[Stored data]
PR #170, opened 2020-10-19
feat(task): added new long task runner

### LINKED ISSUE #169: Improve commands long tasks output
**Describe the feature**

Improve long tasks (as `kool self-update`) output

Would this be BC? No

**Use cases**

Show the user that a long task is running.

**Examples**

When you run `kool self-update`, nothing is printed, unless we have a success or a failure

danielsuguimoto:
Closes #169


cmd/task/task.go
```diff
@@ -0,0 +1,50 @@
...
+	r.out.Printf("%s ... ", message)
+	chError := make(chan error)
+
+	go func() {
+		chError <- closure()
+		wg.Done()
+	}()
+
+	err = <-chError
+	wg.Wait()
```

#### [Work instructions]
Your answer should be the data above, retyped exactly.

#### [Answer space]
PR #170, opened 2020-10-19
feat(task): added new long task runner

### LINKED ISSUE #169: Improve commands long tasks output
**Describe the feature**

Improve long tasks (as `kool self-update`) output

Would this be BC? No

**Use cases**

Show the user that a long task is running.

**Examples**

When you run `kool self-update`, nothing is printed, unless we have a success or a failure

danielsuguimoto:
Closes #169


cmd/task/task.go
```diff
@@ -0,0 +1,50 @@
...
+	r.out.Printf("%s ... ", message)
+	chError := make(chan error)
+
+	go func() {
+		chError <- closure()
+		wg.Done()
+	}()
+
+	err = <-chError
+	wg.Wait()
```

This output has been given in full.